Start of PROVIDED RECORDS

PR #1368, opened 2017-09-04
REPL sidebar persisted state tweaks

### LINKED ISSUE #1358: Sidebar accordion follow-up
Follow-up work for PR #1355.

WRT [@existentialism's comment](https://github.com/babel/website/pull/1355#issuecomment-325676886): Should we get rid of the sidebar toggle? Is it adding value to be able to hide the whole sidebar? This is questionable in the large layout view but I see the value in the smaller layouts. A lot of the available height on a phone is taken up even when all accordions are collapsed.

If we decide to keep the sidebar toggle, then we should consider lifting the accordion state up a level so that it's persisted between sidebar toggles. This isn't a _huge_ deal (since I don't expect people to toggle it off and back on very often) but it would be a nice touch if it could be done in a way as to not add much complexity.

bvaughn:
* a7d97fd: Don't store certain types of user preferences in the URL. (Some state is better kept in `localStorage`, as it's somewhat arbitrary.) Only store the bits of information important to share via URL in the URL.
* ebae836: Which accordion tabs are opened/closed persist between sessions (using `localStorage`).

Resolves #1358


bvaughn:
Tagging a few people that _might_ have opinions about this change. I'll give you a bit to review the PR. If you're too busy- no worries. I'm also happy to just give it another round of testing and merge as is.

js/repl/AccordionTab.js
```diff
@@ -8,49 +8,31 @@ import { colors, media } from "./styles";
 type Props = {
   children: React$Element<any>,
   className: ?any,
-  defaultExpanded?: boolean,
+  isExpanded?: boolean,
   label: string,
+  toggleIsExpanded: Function,
```
Daniel15: Very minor nit: Call it `onExpandedToggle` or something like that? At least in my team at Facebook, we prefix all callbacks with `on`. Not sure if that's common or not. If it's not common in open source, feel free to ignore this comment.

js/repl/AccordionTab.js
```diff
@@ -8,49 +8,31 @@ import { colors, media } from "./styles";
...
         </div>
-        {expanded &&
-          <div className={styles.Content}>
-            {this.props.children}
-          </div>}
+        <Svg
+          className={`${styles.Arrow} ${props.isExpanded
+            ? styles.ArrowExpanded
+            : ""}`}
+          path="M15.41,16.58L10.83,12L15.41,7.41L14,6L8,12L14,18L15.41,16.58Z"
```
Daniel15: Nit: This is up to you but I usually like splitting SVG paths onto separate lines for readability:
```
path="
  M15.41,16.58
  L10.83,12
  L15.41,7.41
  L14,6
  L8,12
  L14,18
  L15.41,16.58
  Z"
```

js/repl/ReplOptions.js
```diff
@@ -299,6 +315,27 @@ class ExpandedContainer extends Component {
...
   };
+
+  _toggleIsEnvPresetTabExpanded = () => {
+    this.props.onTabExpandedChange(
+      "isEnvPresetTabExpanded",
+      !this.props.isEnvPresetTabExpanded
+    );
+  };
+
+  _toggleIsPresetsTabExpanded = () => {
```
Daniel15: Maybe just call it `_togglePresetsTab`?

js/repl/AccordionTab.js
bvaughn: I think this is a fairly common convention, and one I normally follow too- but only for callbacks that receive event-like arguments. In this case, since the method is actually just a _toggle_ (eg it doesn't accept any parameters) I thought the "on" prefix would be misleading.

js/repl/AccordionTab.js
bvaughn: I'm a little disappointed that I can't just point to Prettier and say, "We do what it does" but it seems to honor user line breaks for string attributes so...fah. I really don't care. I'll change it. 😄

js/repl/ReplOptions.js
bvaughn: Sure.

bvaughn:
Thanks for the review buddy!

PR #1373, opened 2017-09-11
remove social

hzoo:
I don't think we need this anymore?


existentialism:
Can also drop the css:

https://github.com/babel/website/blob/master/_sass/pages/_blog.scss#L58

hzoo:
Feel free to remove that and land it then?

PR #1390, opened 2017-09-26
Migrate REPL css-in-js library from glamor to emotion.

tkh44:
This is a fairly straightforward conversion so I thought I'd give it a shot. emotion uses Babel to optimize for performance and developer experience so I thought it would be fitting to use it on the Babel repl.

repl.js size

master - **105kB**

<details>
     
</details>

---

emotion - **89kB**

<details>
     
</details>

---

Bonus: I wanted to see how source maps behaved when using a glamor like api. Only works in development.
babel-source-maps
Pretty awesome!

Thanks for taking a look!

### DIFF
--- a/.babelrc
+++ b/.babelrc
@@ -1,4 +1,16 @@
 {
+  "env": {
+    "production": {
+      "plugins":[
+        "emotion"
+      ]
+    },
+    "development": {
+      "plugins": [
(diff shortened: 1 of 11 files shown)


existentialism:
@tkh44 awesome! 💯

PR #2537, opened 2021-05-20
Fix Options page saying 'objects object'

### LINKED ISSUE #2535: https://babeljs.io/docs/en/options
https://babeljs.io/docs/en/options has the text:

> Options can be passed to Babel in a variety of ways. When passed directly to Babel, you can just pass the **objects** object.

I assume it should say "**options** object"?

thernstig:
Instead correctly say 'options object'

Fixes #2535

### DIFF
--- a/docs/options.md
+++ b/docs/options.md
@@ -15,7 +15,7 @@ sidebar_label: Config Options
 - [Option concepts](#options-concepts)
 
 Options can be passed to Babel in a variety of ways. When passed directly to Babel,
-you can just pass the objects object. When Babel is used via a wrapper, it may also be
+you can just pass the options object. When Babel is used via a wrapper, it may also be
 necessary, or at least more useful, to pass the options via [configuration files](config-files.md).
 
 If passing options via `@babel/cli` you'll need to `kebab-case` the names. i.e.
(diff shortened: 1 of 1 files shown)


docs/options.md
```diff
@@ -377,7 +377,7 @@ We recognize this isn’t ideal and will be revisiting this in Babel v8.
 
 Type: `boolean`
 
-You may also target browsers supporting ES Modules (https://www.ecma-international.org/ecma-262/6.0/#sec-modules). When specifying this option, the browsers field will be ignored. You can use this approach in combination with `<script type="module"></script>` to conditionally serve smaller scripts to users (https://jakearchibald.com/2017/es-modules-in-browsers/#nomodule-for-backwards-compatibility).
+You may also target browsers supporting ES Modules (<https://www.ecma-international.org/ecma-262/6.0/#sec-modules>). When specifying this option, the browsers field will be ignored. You can use this approach in combination with `<script type="module"></script>` to conditionally serve smaller scripts to users (<https://jakearchibald.com/2017/es-modules-in-browsers/#nomodule-for-backwards-compatibility>).
```
thernstig, line 380: These changes were done by markdownlint, not sure if you are ok with them? I do recommend using markdownlint :)

thernstig: Reasons why angle brackets are good: https://github.com/updownpress/markdown-lint/blob/master/rules/034-no-bare-urls.md

JLHwung: I don't have strong opinion, but it will be great if we can consistently format the markdown either ways.

JLHwung (approved):

PR #2539, opened 2021-05-22
Add assumptions to repl UI

### LINKED ISSUE #2532: Add `assumptions` to repl
I would like to work on adding assumptions option to repl.  I have attached a screenshot of what I think should be the design.

Screenshot 2021-05-16 at 10 57 55 AM

AjayPoshak:
fixes #2532 

Preview: https://deploy-preview-2539--babel.netlify.app/repl

### DIFF
--- a/js/repl/Repl.js
+++ b/js/repl/Repl.js
@@ -126,6 +126,8 @@ class Repl extends React.Component<Props, State> {
 
     const presetsOptions = persistedStateToPresetsOptions(persistedState);
     const envConfig = persistedStateToEnvConfig(persistedState);
+    envConfig.assumptions =
+      typeof envConfig.assumptions === "undefined" ? {} : envConfig.assumptions;
     // const isPresetsTabExpanded = !!presets.filter(preset => preset !== "env")
     //   .length;
 
@@ -240,6 +242,7 @@ class Repl extends React.Component<Props, State> {
           }
           showOfficialExternalPlugins={state.showOfficialExternalPlugins}
           loadingExternalPlugins={state.loadingExternalPlugins}
+          onAssumptionsChange={this._onAssumptionsChange}
         />
         <div className={styles.wrapperPanels}>
           <div
@@ -571,6 +574,12 @@ class Repl extends React.Component<Props, State> {
     }, this._pluginsUpdatedSetStateCallback);
   };
 
+  _onAssumptionsChange = (value: string, isChecked: boolean) => {
+    const { assumptions } = this.state.envConfig;
+    assumptions[value] = isChecked;
+    this.setState({ envConfig: { ...this.state.envConfig, assumptions } });
+  };
+
   _persistState = () => {
     const { state } = this;
     const { envConfig, plugins } = state;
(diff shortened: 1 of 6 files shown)


js/repl/ReplOptions.js
```diff
@@ -666,7 +694,40 @@ class ExpandedContainer extends Component<Props, State> {
...
+                  assumptions[option] === "undefined"
+                    ? false
+                    : assumptions[option];
+                return (
+                  <label className={styles.envPresetRow}>
+                    <LinkToDocs
+                      className={`${styles.envPresetLabel} ${
+                        styles.highlightWithoutUppercase
+                      }`}
+                      section="assumptions"
```
JLHwung, line 715: We don't have `#assumptions` section on `preset-env`, since `LinkToDocs` is just an anchor element, we can come up with our own hyper link to `assumptions.html#option`, i.e.

```
docs/en/assumptions#objectrestnosymbols
```

JLHwung (commented):
The assumptions should also be persisted to the URL. For example, when a user clicks the assumption `iterableIsArray` and then copies the REPL URL, one will expect that if another person clicks this link, `iterableIsArray` will be enabled.

js/repl/ReplOptions.js
AjayPoshak: done

AjayPoshak:
> The assumptions should also be persisted to the URL. For example, when a user clicks the assumption `iterableIsArray` and then copies the REPL URL, one will expect that if another person clicks this link, `iterableIsArray` will be enabled.

done

AjayPoshak:
@JLHwung Please review.

nicolo-ribaudo:
I tested the repl, and it looks like when I change an assumption the code is not re-compiled? Ideally they should trigger a recompilation with the new config.

js/repl/Repl.js
```diff
@@ -581,6 +591,7 @@ class Repl extends React.Component<Props, State> {
       browsers: envConfig.browsers,
       bugfixes: envConfig.isBugfixesEnabled,
       build: state.babel.build,
+      assumptions: JSON.stringify(envConfig.assumptions),
```
JLHwung, line 594: We should also add `assumptions` to `URL_KEYS`:

https://github.com/babel/website/blob/70fe2426dac96f524638f18bf1955459d37b8929/js/repl/UriUtils.js#L7

AjayPoshak: yup, I have it there https://github.com/babel/website/pull/2539/files#diff-086d46e0a51a52ba06a867e04c535506c6a37540e5b335d2504b1c4895ed4510R29

AjayPoshak:
> I tested the repl, and it looks like when I change an assumption the code is not re-compiled? Ideally they should trigger a recompilation with the new config.

fixed

JLHwung (approved):
Thanks!

js/repl/ReplOptions.js
```diff
@@ -981,6 +1068,11 @@ const styles = {
     fontWeight: "bold",
     color: colors.inverseForeground,
   }),
+  highlightWithoutUppercase: css({
+    fontSize: "0.75rem",
+    fontWeight: "bold",
+    color: colors.inverseForeground,
+  }),
```
fedeci, line 1075: Q: is there any way to avoid code repetition?

fedeci (approved):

End of PROVIDED RECORDS

TASK REQUIREMENTS
The number of lines in this listing that hold "persistedState" is the only answer required.

SOLUTION FOR THIS EXERCISE
2